> **Task requirements**: Until you reach the line containing "PR #907, opened 2018-04-03", reproduce each line of the listing exactly, please, and include that line as well.

====== Extracted material

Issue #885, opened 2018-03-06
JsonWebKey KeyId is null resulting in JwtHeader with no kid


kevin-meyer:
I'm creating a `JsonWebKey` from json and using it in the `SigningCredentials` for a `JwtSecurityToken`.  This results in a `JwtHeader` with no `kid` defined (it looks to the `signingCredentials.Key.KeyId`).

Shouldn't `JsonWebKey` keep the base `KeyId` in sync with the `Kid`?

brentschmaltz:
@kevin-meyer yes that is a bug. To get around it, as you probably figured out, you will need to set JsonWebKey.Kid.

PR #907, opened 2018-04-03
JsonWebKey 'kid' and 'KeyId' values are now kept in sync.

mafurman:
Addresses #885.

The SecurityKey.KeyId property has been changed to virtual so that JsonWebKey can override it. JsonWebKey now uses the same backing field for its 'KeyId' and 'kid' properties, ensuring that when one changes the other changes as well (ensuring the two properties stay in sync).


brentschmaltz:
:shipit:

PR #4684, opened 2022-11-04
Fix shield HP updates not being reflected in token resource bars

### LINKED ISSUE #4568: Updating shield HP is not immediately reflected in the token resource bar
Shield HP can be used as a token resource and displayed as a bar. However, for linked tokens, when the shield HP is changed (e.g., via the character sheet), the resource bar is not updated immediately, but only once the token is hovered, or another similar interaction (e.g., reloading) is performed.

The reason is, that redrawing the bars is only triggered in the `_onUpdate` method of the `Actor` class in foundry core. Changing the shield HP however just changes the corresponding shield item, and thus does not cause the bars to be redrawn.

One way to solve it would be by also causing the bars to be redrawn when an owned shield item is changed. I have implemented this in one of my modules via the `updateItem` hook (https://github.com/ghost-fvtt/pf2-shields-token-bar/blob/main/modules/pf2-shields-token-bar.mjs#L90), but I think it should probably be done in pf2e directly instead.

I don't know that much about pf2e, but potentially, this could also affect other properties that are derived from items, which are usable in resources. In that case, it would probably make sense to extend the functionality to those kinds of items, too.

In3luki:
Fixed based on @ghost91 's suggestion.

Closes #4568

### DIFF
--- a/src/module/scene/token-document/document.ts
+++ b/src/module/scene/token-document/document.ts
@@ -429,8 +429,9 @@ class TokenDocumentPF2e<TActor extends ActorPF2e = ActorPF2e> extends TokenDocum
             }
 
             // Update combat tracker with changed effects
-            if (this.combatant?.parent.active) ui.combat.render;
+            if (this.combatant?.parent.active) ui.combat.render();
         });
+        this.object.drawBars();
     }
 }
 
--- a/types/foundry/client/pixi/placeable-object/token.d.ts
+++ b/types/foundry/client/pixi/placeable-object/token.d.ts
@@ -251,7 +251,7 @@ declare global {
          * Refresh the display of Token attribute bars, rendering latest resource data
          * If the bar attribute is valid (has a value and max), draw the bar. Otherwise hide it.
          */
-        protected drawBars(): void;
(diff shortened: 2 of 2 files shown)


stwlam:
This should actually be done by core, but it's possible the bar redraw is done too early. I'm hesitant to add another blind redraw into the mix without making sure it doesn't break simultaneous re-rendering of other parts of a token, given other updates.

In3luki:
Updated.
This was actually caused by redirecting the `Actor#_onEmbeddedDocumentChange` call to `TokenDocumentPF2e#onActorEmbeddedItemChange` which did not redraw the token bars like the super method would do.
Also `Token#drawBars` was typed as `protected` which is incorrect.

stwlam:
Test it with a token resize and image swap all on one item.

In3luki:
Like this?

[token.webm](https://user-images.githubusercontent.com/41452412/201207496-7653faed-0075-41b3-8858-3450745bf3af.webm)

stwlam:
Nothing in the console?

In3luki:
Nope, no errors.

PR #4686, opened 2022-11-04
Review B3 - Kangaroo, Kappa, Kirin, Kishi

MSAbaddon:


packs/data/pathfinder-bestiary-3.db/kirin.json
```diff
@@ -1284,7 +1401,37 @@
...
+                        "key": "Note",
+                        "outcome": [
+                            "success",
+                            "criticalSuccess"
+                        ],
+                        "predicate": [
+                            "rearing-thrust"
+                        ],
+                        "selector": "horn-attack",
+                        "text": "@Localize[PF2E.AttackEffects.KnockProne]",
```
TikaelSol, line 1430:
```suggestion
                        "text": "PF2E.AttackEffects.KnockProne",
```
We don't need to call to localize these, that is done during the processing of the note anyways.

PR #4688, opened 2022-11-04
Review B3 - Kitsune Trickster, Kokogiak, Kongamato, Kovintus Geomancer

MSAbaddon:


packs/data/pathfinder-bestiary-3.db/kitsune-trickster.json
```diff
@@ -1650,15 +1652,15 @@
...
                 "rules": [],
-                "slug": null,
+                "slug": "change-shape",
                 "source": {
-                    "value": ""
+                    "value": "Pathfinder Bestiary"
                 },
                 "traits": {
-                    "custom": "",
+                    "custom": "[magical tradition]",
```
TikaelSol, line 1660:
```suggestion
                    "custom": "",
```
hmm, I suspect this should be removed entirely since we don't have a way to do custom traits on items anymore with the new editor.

============

> **Problem solution**:
Issue #885, opened 2018-03-06
JsonWebKey KeyId is null resulting in JwtHeader with no kid


kevin-meyer:
I'm creating a `JsonWebKey` from json and using it in the `SigningCredentials` for a `JwtSecurityToken`.  This results in a `JwtHeader` with no `kid` defined (it looks to the `signingCredentials.Key.KeyId`).

Shouldn't `JsonWebKey` keep the base `KeyId` in sync with the `Kid`?

brentschmaltz:
@kevin-meyer yes that is a bug. To get around it, as you probably figured out, you will need to set JsonWebKey.Kid.

PR #907, opened 2018-04-03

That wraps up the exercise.